On the train, we met other french travellers who were heading the same way. We alighted a stop (Francisco Goitia) before Xochimilco as it was closed. Together, 5 of us shared a cab to Embarcadero Nativitas, which costs 15 pesos.
Once arrived at the embarquement port, we were approached by many boatmen. Armed with a little leaflet that indicates the fixed prices for everything from boat rides to food and drinks, we were glad to find out that the boat ride costs 280 pesos per boat per hour and not per person.The five of us decided to take a 2-hour ride.
Xochimilco is otherwise known as the Land of Flowers.

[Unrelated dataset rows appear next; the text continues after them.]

PR #5476, opened 2025-07-25
feat(singlestore): Fixed time formatting

AdalbertMemSQL:
SingleStore uses different time formatting formats in different functions.
One of the formats is compatible with MySQL
Related documentation:
 * [TO_DATE](https://docs.singlestore.com/cloud/reference/sql-reference/date-and-time-functions/to-date/)
 * [TO_TIMESTAMP](https://docs.singlestore.com/cloud/reference/sql-reference/date-and-time-functions/to-timestamp/)
 * [TO_CHAR](https://docs.singlestore.com/cloud/reference/sql-reference/date-and-time-functions/to-char/)
 * [STR_TO_DATE](https://docs.singlestore.com/cloud/reference/sql-reference/date-and-time-functions/str-to-date/)
 * [DATE_FORMAT](https://docs.singlestore.com/cloud/reference/sql-reference/date-and-time-functions/date-format/)
 * [TIME_FORMAT](https://docs.singlestore.com/cloud/reference/sql-reference/date-and-time-functions/time-format/)

### DIFF
--- a/sqlglot/dialects/singlestore.py
+++ b/sqlglot/dialects/singlestore.py
@@ -1,5 +1,94 @@
+from sqlglot.dialects.dialect import build_formatted_time
 from sqlglot.dialects.mysql import MySQL
+import typing as t
+from sqlglot import exp, Dialect
+from sqlglot.generator import unsupported_args
+from sqlglot.helper import seq_get
 
 
 class SingleStore(MySQL):
     SUPPORTS_ORDER_BY_ALL = True
+
+    TIME_MAPPING: t.Dict[str, str] = {
+        "AM": "%p",  # Meridian indicator with or without periods
+        "A.M.": "%p",  # Meridian indicator with or without periods
+        "PM": "%p",  # Meridian indicator with or without periods
+        "P.M.": "%p",  # Meridian indicator with or without periods
+        "D": "%u",  # Day of week (1-7)
+        "DD": "%d",  # day of month (1-31)
+        "DY": "%a",  # abbreviated name of day
+        "HH": "%I",  # Hour of day (1-12)
+        "HH12": "%I",  # alias for HH
+        "HH24": "%H",  # Hour of day (0-23)
+        "MI": "%M",  # Minute (0-59)
+        "MM": "%m",  # Month (01-12; January = 01)
+        "MON": "%b",  # Abbreviated name of month
+        "MONTH": "%B",  # Name of month
+        "SS": "%S",  # Second (0-59)
+        "RR": "%y",  # 15
+        "YY": "%y",  # 15
+        "YYYY": "%Y",  # 2015
+        "FF6": "%f",  # only 6 digits are supported in python formats
+    }
+
+    class Parser(MySQL.Parser):
+        FUNCTIONS = {
+            **MySQL.Parser.FUNCTIONS,
+            "TO_DATE": build_formatted_time(exp.StrToDate, "singlestore"),
+            "TO_TIMESTAMP": build_formatted_time(exp.StrToTime, "singlestore"),
+            "TO_CHAR": build_formatted_time(exp.TimeToStr, "singlestore"),
+            "STR_TO_DATE": build_formatted_time(exp.StrToDate, "mysql"),
+            "DATE_FORMAT": build_formatted_time(exp.TimeToStr, "mysql"),
+            # The first argument is converted to TIME(6)
+            # This is needed because exp.TimeToStr is converted to DATE_FORMAT
+            # which interprets the first argument as DATETIME and fails to parse
+            # string literals like '12:05:47' without a date part.
+            "TIME_FORMAT": lambda args: exp.TimeToStr(
+                this=exp.Cast(
+                    this=seq_get(args, 0),
+                    to=exp.DataType.build(
+                        exp.DataType.Type.TIME,
+                        expressions=[exp.DataTypeParam(this=exp.Literal.number(6))],
+                    ),
+                ),
+                format=Dialect["mysql"].format_time(seq_get(args, 1)),
+            ),
+        }
+
+    class Generator(MySQL.Generator):
+        TRANSFORMS = {
+            **MySQL.Generator.TRANSFORMS,
+            exp.StrToDate: lambda self, e: self.func(
+                "STR_TO_DATE",
+                e.this,
+                self.format_time(
+                    e,
+                    inverse_time_mapping=Dialect["mysql"].INVERSE_TIME_MAPPING,
+                    inverse_time_trie=Dialect["mysql"].INVERSE_TIME_TRIE,
+                ),
+            ),
+            exp.TimeToStr: lambda self, e: self.func(
+                "DATE_FORMAT",
+                e.this,
+                self.format_time(
+                    e,
+                    inverse_time_mapping=Dialect["mysql"].INVERSE_TIME_MAPPING,
+                    inverse_time_trie=Dialect["mysql"].INVERSE_TIME_TRIE,
+                ),
+            ),
+            exp.StrToTime: lambda self, e: self.func(
+                "STR_TO_DATE",
+                e.this,
+                self.format_time(
+                    e,
+                    inverse_time_mapping=Dialect["mysql"].INVERSE_TIME_MAPPING,
+                    inverse_time_trie=Dialect["mysql"].INVERSE_TIME_TRIE,
+                ),
+            ),
+        }
+
+        @unsupported_args("format")
+        @unsupported_args("action")
+        @unsupported_args("default")
+        def cast_sql(self, expression: exp.Cast) -> str:  # type: ignore
+            return f"{self.sql(expression, 'this')} :> {self.sql(expression, 'to')}"
--- a/sqlglot/dialects/singlestore.py
+++ b/sqlglot/dialects/singlestore.py
@@ -1,7 +1,7 @@
 from sqlglot.dialects.dialect import build_formatted_time
 from sqlglot.dialects.mysql import MySQL
 import typing as t
-from sqlglot import exp, Dialect
+from sqlglot import exp
 from sqlglot.helper import seq_get
 
 
@@ -29,9 +29,9 @@ class SingleStore(MySQL):
     class Parser(MySQL.Parser):
         FUNCTIONS = {
             **MySQL.Parser.FUNCTIONS,
-            "TO_DATE": build_formatted_time(exp.StrToDate, "singlestore"),
+            "TO_DATE": build_formatted_time(exp.TsOrDsToDate, "singlestore"),
             "TO_TIMESTAMP": build_formatted_time(exp.StrToTime, "singlestore"),
-            "TO_CHAR": build_formatted_time(exp.TimeToStr, "singlestore"),
+            "TO_CHAR": build_formatted_time(exp.ToChar, "singlestore"),
             "STR_TO_DATE": build_formatted_time(exp.StrToDate, "mysql"),
             "DATE_FORMAT": build_formatted_time(exp.TimeToStr, "mysql"),
             # The first argument is converted to TIME(6)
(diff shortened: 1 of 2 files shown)


sqlglot/dialects/singlestore.py
```diff
@@ -1,5 +1,94 @@
...
 
 
 class SingleStore(MySQL):
     SUPPORTS_ORDER_BY_ALL = True
+
+    TIME_MAPPING: t.Dict[str, str] = {
+        "AM": "%p",  # Meridian indicator with or without periods
+        "A.M.": "%p",  # Meridian indicator with or without periods
+        "PM": "%p",  # Meridian indicator with or without periods
+        "P.M.": "%p",  # Meridian indicator with or without periods
```
georgesittas: These aren't correct. Keys in `TIME_MAPPING` that map to the same value collapse to a single string when generated, which happens to be the last such key in the dictionary (i.e., `"P.M."`). This means that different formats must only map to the same value as long as they are equivalent.

I suggest leaving these four entries out of the `TIME_MAPPING`.

sqlglot/dialects/singlestore.py
```diff
@@ -1,5 +1,94 @@
...
+        "D": "%u",  # Day of week (1-7)
+        "DD": "%d",  # day of month (1-31)
```
georgesittas: `%d` includes zero-padding ([docs](https://docs.python.org/3/library/datetime.html#strftime-strptime-behavior)):

> Day of the month as a zero-padded decimal number.

Should this be `"%-d"`? Singlestore's docs don't show padding:

Screenshot 2025-07-25 at 5 17 19 PM

sqlglot/dialects/singlestore.py
```diff
@@ -1,5 +1,94 @@
...
+        "DY": "%a",  # abbreviated name of day
+        "HH": "%I",  # Hour of day (1-12)
+        "HH12": "%I",  # alias for HH
+        "HH24": "%H",  # Hour of day (0-23)
+        "MI": "%M",  # Minute (0-59)
+        "MM": "%m",  # Month (01-12; January = 01)
```
georgesittas, line 19: Ditto about padding and using `%-m` instead:

Screenshot 2025-07-25 at 5 18 34 PM

sqlglot/dialects/singlestore.py
```diff
@@ -1,5 +1,94 @@
...
+                    inverse_time_trie=Dialect["mysql"].INVERSE_TIME_TRIE,
+                ),
+            ),
+        }
+
+        @unsupported_args("format")
+        @unsupported_args("action")
+        @unsupported_args("default")
+        def cast_sql(self, expression: exp.Cast) -> str:  # type: ignore
+            return f"{self.sql(expression, 'this')} :> {self.sql(expression, 'to')}"
```
georgesittas: Why was this overridden? Doesn't Singlestore support the standard `CAST` syntax?

georgesittas (commented):
Some quick comments

sqlglot/dialects/singlestore.py
AdalbertMemSQL: SingleStore supports CAST syntax, but it doesn't work with all datatypes (it handles only ~8 types when there are more than 30), so using `:>` is preferable.

georgesittas: Can we leave this out of this PR? It seems unrelated to date/time stuff. Let's deal with casts in a followup PR, so that support for it can be properly implemented, e.g., adding parsing support for `:>` and perhaps `!:>`.

sqlglot/dialects/singlestore.py
AdalbertMemSQL: The same entries are presented in Oracle and Postgres dialects
https://github.com/tobymao/sqlglot/blob/787d167d694b557d6e43ed391f59847a888fa572/sqlglot/dialects/oracle.py#L55
https://github.com/tobymao/sqlglot/blob/787d167d694b557d6e43ed391f59847a888fa572/sqlglot/dialects/postgres.py#L277

georgesittas: Yep, these suffer from the same issue. I'll fix them separately, thanks for pointing it out.

sqlglot/dialects/singlestore.py
AdalbertMemSQL: In SingleStore, this is also zero-padded. This is a mistake in the documentation.
Here is an example
```
singlestore> select TO_CHAR('2000-01-01', 'MM DD');
+--------------------------------+
| TO_CHAR('2000-01-01', 'MM DD') |
+--------------------------------+
| 01 01                          |
+--------------------------------+
1 row in set (0.06 sec)
```

georgesittas: Sounds good, thanks for verifying 👍

sqlglot/dialects/singlestore.py
AdalbertMemSQL: Yep, removed this

sqlglot/dialects/singlestore.py
AdalbertMemSQL: The same as days - this is a bug in the SingleStore documentation

sqlglot/dialects/singlestore.py
georgesittas: For reference: https://github.com/tobymao/sqlglot/pull/5491

sqlglot/dialects/singlestore.py
```diff
@@ -1,5 +1,83 @@
...
+            # which interprets the first argument as DATETIME and fails to parse
+            # string literals like '12:05:47' without a date part.
+            "TIME_FORMAT": lambda args: exp.TimeToStr(
+                this=exp.Cast(
+                    this=seq_get(args, 0),
+                    to=exp.DataType.build(
+                        exp.DataType.Type.TIME,
+                        expressions=[exp.DataTypeParam(this=exp.Literal.number(6))],
+                    ),
+                ),
```
georgesittas, line 48: Is this correct? From the docs:

> `TIME_FORMAT (timeobj, format)`
> `timeobj`: a valid time, date, datetime, or parsable date string

What if you get a datetime value (string or not) and then you cast it into a `TIME(6)`? Also, curious why the size 6 was used specifically.

sqlglot/dialects/singlestore.py
```diff
@@ -1,5 +1,83 @@
...
+                format=Dialect["mysql"].format_time(seq_get(args, 1)),
```
georgesittas: I'm iffy about `Dialect["mysql"]`, I don't think we use this pattern elsewhere in the codebase. Can't we do `MySQL.format_time`?

tests/dialects/test_singlestore.py
```diff
@@ -18,3 +18,23 @@ def test_basic(self):
             "SELECT `data`.`id` AS `my_id` FROM `data` AS `data` WHERE `data`.`my_id` = 1 GROUP BY `data`.`my_id` HAVING `data`.`id` = 1",
             ast.sql(dialect=self.dialect),
         )
+
+    def test_time_formatting(self):
+        self.validate_identity(
+            "SELECT TO_DATE('03/01/2019', 'MM/DD/YYYY') AS result",
+            write_sql="SELECT STR_TO_DATE('03/01/2019', '%m/%d/%Y') AS result",
```
georgesittas: Nit: let's remove `write_sql` and make the argument positional to match the existing style.
```suggestion
            "SELECT STR_TO_DATE('03/01/2019', '%m/%d/%Y') AS result",
```

sqlglot/dialects/singlestore.py
```diff
@@ -1,5 +1,83 @@
...
+            **MySQL.Generator.TRANSFORMS,
+            exp.StrToDate: lambda self, e: self.func(
+                "STR_TO_DATE",
+                e.this,
+                self.format_time(
+                    e,
+                    inverse_time_mapping=Dialect["mysql"].INVERSE_TIME_MAPPING,
+                    inverse_time_trie=Dialect["mysql"].INVERSE_TIME_TRIE,
+                ),
+            ),
```
georgesittas: Why are we using MySQL's `STR_TO_DATE` instead of Singlestore's `TO_DATE`? This makes the logic here a bit more complicated, having to pass the inverse mappings and all.

AdalbertMemSQL: The main reason I am using `STR_TO_DATE` here is that it supports a broader range of format specifiers, which makes it more flexible for parsing complex datetime strings.

sqlglot/dialects/singlestore.py
AdalbertMemSQL: Just checked that it can be done. Will update

sqlglot/dialects/singlestore.py
georgesittas: Got it. Is its functionality a superset compared to `TO_DATE`? I've similar questions for the rest of these date/time functions that are mapped to the respective MySQL variants.

AdalbertMemSQL: `STR_TO_DATE` isn’t a full superset of `TO_DATE` - for example, it doesn’t support `D` or `FFn` when `n` is not `6`. However, since both `STR_TO_DATE` and `TO_DATE` are mapped to the same `exp.StrToDate` expression in SQLGlot, it makes sense to consistently use `STR_TO_DATE` here. This choice helps preserve the widest range of formatting functionality.

The same is true for `exp.TimeToStr` (`TO_CHAR`, `DATE_FORMAT`).

As for `exp.StrToTime` it make sense to use `TO_TIMESTAMP` here

sqlglot/dialects/singlestore.py
AdalbertMemSQL: `What if you get a datetime value (string or not) and then you cast it into a TIME(6)?` 
In this case, the date part will be deleted.
`Also, curious why the size 6 was used specifically.`
6 is the maximum precision of time in SingleStore. It was used to preserve microseconds and don't lose information.
I tested it more and found several situations when it can return incorrect results. I'm going to change this.

sqlglot/dialects/singlestore.py
georgesittas: If `STR_TO_DATE` cannot fully replace `TO_DATE`, then I think we should reconsider the ASTs we emit for these functions.

SQLGlot needs to preserve the semantics when roundtripping a query in the same dialect, so if you start with `TO_DATE(..., "...FF6...")` and end up with `STR_TO_DATE(..., "...FF6...")`, you'll end up breaking that invariant, since the latter is not supported AFAICT.

Alternatively, you can keep the current AST representation, but ensure that, at generation time, you can guarantee that the unsupported formats will be detected and `TO_DATE` will be emitted as needed in those cases.

sqlglot/dialects/singlestore.py
AdalbertMemSQL: In my testing, I used format symbols for the date part, but according to the docs 
```
format: a string containing format symbols. Only format symbols for the hour, minute, second, and microsecond parts are valid.
```
So this solution seems to work well on the valid queries.
The date part (which is not needed for formatting) is deleted.

georgesittas: Ok, so the argument is that the `CAST` should be fine since `TIME_FORMAT` truncates non-time related segments in the input as well? Can casting fail on any of the values in the domain of `TIME_FORMAT`?

AdalbertMemSQL: Hmm...
Parsing fails for the DATE strings without TIME part
```
singlestore> SELECT '2025-01-01' :> TIME;         
ERROR 2827 (HY000): Invalid DATE/TIME in type conversion
```
But the same happens with the original function
```
singlestore> select TIME_FORMAT ('2025-01-01', '%Y');
ERROR 2827 (HY000): Invalid DATE/TIME in type conversion
```

sqlglot/dialects/singlestore.py
AdalbertMemSQL: Changed AST representation

georgesittas (approved):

Mexico city was once a lake dried out to form the city...and Xochimilco is the last lake left from it. The water from this lake is what nourishes the abundant botanical nurseries along the banks of the lake. Unlike the floating market in Thailand, here we have boats serving cooked food a la carte and Mariachis (musicians) singing and dancing to their music. Apart from its colourful outlook, the boat reminds me of punting. Although the lake was oversaturated with boats, we had fun bumping into other boats.  We only regretted having put down our guard by not asking the price of the food beforehand. Instead of paying 60 pesos per person as indicated on the information leaflet, we paid 80 pesos per person. Luckily, itīs not a big loss if you convert it in Euros.
Mexico boasts of one of the best Anthropology Musuem. Given its rich history, itīs no wonder. Not only does it have a massive collection, there were vivid life-like displays of the different Indian cultures. One can spend days in there! The Museum is located in Bosque de Chapultepec (Chapultepec Woods), whose surface area is probably comparable to the Bois de Boulogne in Paris. In there, you can also find a little zoo, which is suprisingly free. Though the animals look like they could use with a bit more space, the zoo is well-maintained and the range of animals they have is beyond belief. They had bisons and yaks, which I honestly believe must be extinct by now!
We also visted the Blue House, which Frida Kahlo and Diego Rivera once resided, in Coyoacan. There, we find clues to which both artist may have found inspiration in their works. There were books, newspaper clippings, personal letters, photographs, paintings, the corsette that Frida uses to support her back after her bus accident, stone sculptures,etc.